Directions:
There is one span to output from the data below: the lines starting at the line with "the License, or" and ending at the line with "PURPOSE. See the". Output it exactly, ends included, nothing more.

Source records:
PR #1079, opened 2016-06-14
Create Eurogamer and USgamer translators

owcz:
eurogamer.net, usgamer.net. Too dissimilar to combine into one translator.


adam3smith:
Looks good, thanks!

PR #1080, opened 2016-06-15
IGN translator rewritten in Framework

owcz:
Rewritten in Framework, replacing antiquated, outdated version

### DIFF
--- a/IGN.js
+++ b/IGN.js
@@ -1,101 +1,134 @@
 {
 	"translatorID": "d210c5a1-73e1-41ad-a3c9-331d5a3ead48",
 	"label": "IGN",
-	"creator": "odie5533",
-	"target": "^https?://[^/]+\\.ign\\.com/",
-	"minVersion": "1.0",
+	"creator": "czar",
+	"target": "^https?://(www\\.)?ign\\.com/articles/",
+	"minVersion": "3.0",
 	"maxVersion": "",
 	"priority": 100,
 	"inRepository": true,
 	"translatorType": 4,
 	"browserSupport": "gcsibv",
-	"lastUpdated": "2015-06-02 19:11:09"
+	"lastUpdated": "2016-06-15 16:37:47"
 }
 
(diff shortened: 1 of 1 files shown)


IGN.js
```diff
@@ -1,103 +1,105 @@
 {
-	"translatorID": "d210c5a1-73e1-41ad-a3c9-331d5a3ead48",
+	"translatorID": "cecafe6f-7fc9-4bdb-ae70-bd0a75a8ca52",
```
zuphilip: You should never change an existing `translatorID` for a translator, if you are updating it.

zuphilip:
I haven't looked at the details, but usually I think that a normal translator would be preferred compared to one that is using the framework.

IGN.js
owcz: Even if it completely replaces the former translator, without re-using any of it?

owcz:
Why? This performs the same function but isn't broken and is easier for others to maintain

IGN.js
adam3smith: yes -- otherwise you won't replace the old translator.

avram:
Probably the wrong forum for this, but I see little reason to discourage Framework translators that work. Yes, they're more limited and can't be customized as much. But they can also lower the bar for contribution and help increase the total coverage that our translators have.

adam3smith:
agree with @avram here: As long as we don't need any clean-up on a translator, I don't see why we shouldn't do it as FW.

IGN.js
```diff
@@ -1,103 +1,105 @@
...
-	}
-	
-	// attach html
-	newItem.attachments.push({title:"IGN Article Snapshot", document:doc});
-	
-	newItem.complete();
-}
+FW.Scraper({
+itemType         : 'blogPost',
+detect           : FW.Url().match(/articles\/\d{4}/),
```
adam3smith: given that you only detect on ign.com/articles/, could you add /articles/ to the target (leave it in detect to be safe)

adam3smith:
Thanks, looks good. FWIW, I think it makes it easier to review if you don't squash your commits, especially now that we can just squash on merging.

owcz:
Didn't know you could do that—noted & thanks!

PR #1082, opened 2016-06-17
changes based on pull request 915

heinonline:
changes based on pull request https://github.com/zotero/translators/pull/915 forked from https://github.com/Juris-M/translators/blob/0e34b56e4f2efe9b5123addd4010f0e989ee36de/HeinOnline.js

### DIFF
--- a/HeinOnline.js
+++ b/HeinOnline.js
@@ -77,12 +77,6 @@ function extractQueryValues(url) {
 	return ret;
 }
 
-// Remangle HeinOnline RIS to form expected by translator
-function fixRIS (ris) {
-	ris=ris.replace(/^([A-Z0-9][A-Z0-9]) /mg, "$1  - ").replace(/^VO  /mg, "VL  ").replace(/^YR  /mg, "DA  ").replace(/^OP  /mg, "EP  ");
-	return ris;
-}
-
 // Not all pages have a downloadable PDF
 function translateRIS(ris, pdfURL) {
 	var trans = Zotero.loadTranslator('import');
@@ -120,7 +114,6 @@ function scrapePage(doc, url) {
 			+ "&base=js";
 		var pdfPageURLs = doc.getElementsByClassName("updatediv");
 		ZU.doGet(risURL, function(ris) {
-			ris = fixRIS(ris);
 			if (pdfPageURLs) {
 				Array.prototype.filter.call(pdfPageURLs, function(pdfPageURL){
 					if (pdfPageURL){
--- a/HeinOnline.js
+++ b/HeinOnline.js
@@ -9,7 +9,7 @@
 	"inRepository": true,
 	"translatorType": 4,
 	"browserSupport": "gcsbv",
-	"lastUpdated": "2016-06-26 23:08:21"
+	"lastUpdated": "2016-08-10 09:29:21"
 }
 
 /*
--- a/HeinOnline.js
+++ b/HeinOnline.js
@@ -1,0 +1,224 @@
+{
+	"translatorID": "3dcbb947-f7e3-4bbd-a4e5-717f3701d624",
+	"label": "HeinOnline",
+	"creator": "Frank Bennett",
+	"target": "^https?://(www\\.)?heinonline\\.org/HOL/(?:LuceneSearch|Page|IFLPMetaData)\\?",
+	"minVersion": "3.0",
+	"maxVersion": "",
+	"priority": 100,
+	"inRepository": true,
+	"translatorType": 4,
+	"browserSupport": "gcsbv",
+	"lastUpdated": "2016-02-22 23:08:21"
+}
+
+/*
+	***** BEGIN LICENSE BLOCK *****
+	Copyright © 2015-2016 Frank Bennett
+	This file is part of Zotero.
+	Zotero is free software: you can redistribute it and/or modify
+	it under the terms of the GNU Affero General Public License as published by
+	the Free Software Foundation, either version 3 of the License, or
+	(at your option) any later version.
+	Zotero is distributed in the hope that it will be useful,
+	but WITHOUT ANY WARRANTY; without even the implied warranty of
+	MERCHANTABILITY or FITNESS FOR A PARTICULAR PURPOSE. See the
+	GNU Affero General Public License for more details.
+	You should have received a copy of the GNU Affero General Public License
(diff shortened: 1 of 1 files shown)


HeinOnline.js
```diff
@@ -0,0 +1,224 @@
...
+function getXPathStr(attr, elem, path) {
+	var res = ZU.xpath(elem, path);
+	res = res.length ? res[0][attr] : '';
+	return res ? res : '';
+}
+
+// Extract query values to keys on an object
+function extractQueryValues(url) {
+	var ret = {};
+	ret.base = url.replace(/(.*?)[a-zA-Z]+\?.*/, "$1");
```
adam3smith: since URLs never has two question marks, how is this ever different from 
`url.replace(/[a-zA-Z]+\?.*/, "");` ?

HeinOnline.js
```diff
@@ -0,0 +1,224 @@
...
+	for (var i=0,ilen=query.length;i<ilen;i++) {
+		var pair = query[i].split("=");
+		ret[pair[0]] = pair[1];
+	}
+	return ret;
+}
+
+// Remangle HeinOnline RIS to form expected by translator
+function fixRIS (ris) {
+	var lines = ris.split("\n");
```
adam3smith: reposting aurimas' comment from the old review:
>You don't need to split up everything into single line. You can run the replacements on the whole text with mg flags (m makes ^ match start of line).

HeinOnline.js
```diff
@@ -0,0 +1,224 @@
...
+		var pdfPageURL = doc.getElementsByClassName("updatediv");
+		ZU.doGet(risURL, function(ris) {
+			ris = fixRIS(ris);
+			if (pdfPageURL) {
+				ZU.doGet(pdfPageURL, function(pdfPage) {
+					// Call to pdfPageURL prepares PDF for download via META refresh URL
+					var pdfURL = null;
+					var m = pdfPage.match(/<META.*URL=([^"]+)/);
+					if (m) {
+						var pdfURL = m[1];
```
adam3smith: from old review: no need for `var` here. The variable is declared in line 132

HeinOnline.js
```diff
@@ -0,0 +1,224 @@
...
+	*********
+*/
+
+function detectWeb (doc, url) {
+	if (url.indexOf("/LuceneSearch?") > -1) {
+		if (getSearchResults(doc)) {
+			return "multiple";
+		}
+	} else {
+		return "journalArticle";
```
adam3smith: from older review:
>Make sure either RIS out COinS is available

in other words, make sure that we only detect something when we're not then going to throw an error on import.

HeinOnline.js
```diff
@@ -0,0 +1,224 @@
...
+
+			ZU.processDocuments(urls, scrapePage);
+		});
+	} else {
+		scrapePage(doc, url);
+	}
+}
+
+/** BEGIN TEST CASES **/
+var testCases = [
```
adam3smith: as per aurimas, more tests cases would be great (if you're not using scaffold alredy, you'll definitely want to for that purpose, since it creates test JSON automatically.)]
https://www.zotero.org/support/dev/translators/scaffold

adam3smith:
Great, almost there, just a couple of small things left. You can update your pull request by clicking the pencil icon here: https://github.com/zotero/translators/pull/1082/files and editing/pasting the style.

Any questions or problems, please let me know.

HeinOnline.js
heinonline: The first question mark is not a literal match, instead it is making the .* non-greedy.

adam3smith: I get that, but when would that ever be necessary? Since there's only one ?, the non-greedy match has no effect. Maybe I'm just missing an example, but I'm thinking of a URL like
http://heinonline.org/HOL/Page?<somequerystring>  url.replace(/[a-zA-Z]+\?.*/, ""); chops of everything from Page? and returns the rest and your version keeps everything until HOL/ and returns it. In other words, the two are functionally equivalent, the 2nd one is less efficientl.

heinonline: I see. Yes, you are correct.

HeinOnline.js
heinonline: I don't know how to do what you are asking, I'll look into it.

adam3smith:
```
var COinS = getXPathStr("title", doc, '//span[contains(@class, "Z3988")]');
var RIS = getXPathStr("href", doc, '//form[@id="pagepicker"]//a[contains(@href, "PrintRequest")][1]');
...
else if (COinS || RIS) {
    return "journalArticle"
}
```

or something along those line.

HeinOnline.js
```diff
@@ -2,14 +2,14 @@
 	"translatorID": "3dcbb947-f7e3-4bbd-a4e5-717f3701d624",
 	"label": "HeinOnline",
 	"creator": "Frank Bennett",
-	"target": "^https?://(www\\.)?heinonline\\.org/HOL/(?:LuceneSearch|Page|IFLPMetaData)\\?",
+	"target": "^https?://(www\.)?heinonline\.org/HOL/(?:LuceneSearch|Page|IFLPMetaData)\\?",
```
zuphilip: Undo this change.

The point in a regexp refers to any character and therefore you have to escape it here `\.` in scaffold which will result in double escaped `\\.` here.

heinonline:
Is there something else I need to do before this can be moved forward? Or is this just in a queue to be reviewed when time permits? I don't mean to be pushy I just want to make sure there is nothing I need to do. Thanks.

zuphilip:
I think that there is just a queue for PR in general here. Maybe @adam3smith finds some time to check the update.

BTW there are no notifications if you update a PR and therefore it is a good idea to write a short message after you updated a PR.

heinonline:
Thanks @zuphilip !

Pull request updated to address remaining issues please review.

heinonline:
Just checking in to make sure there is nothing else to be done here. We really appreciate all your help with this.

zuphilip:
I think that currently there is also vacation time:  :high_brightness: :palm_tree: :swimmer:

heinonline:
We recently fixed the RIS file generator and so it no longer needs to be fixed here.

adam3smith:
Great, thanks and sorry for the delay. FYI @fbennett your earlier work now fully implemented.

fbennett:
Super, thanks for the follow-up.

Response box:
+	the Free Software Foundation, either version 3 of the License, or
+	(at your option) any later version.
+	Zotero is distributed in the hope that it will be useful,
+	but WITHOUT ANY WARRANTY; without even the implied warranty of
+	MERCHANTABILITY or FITNESS FOR A PARTICULAR PURPOSE. See the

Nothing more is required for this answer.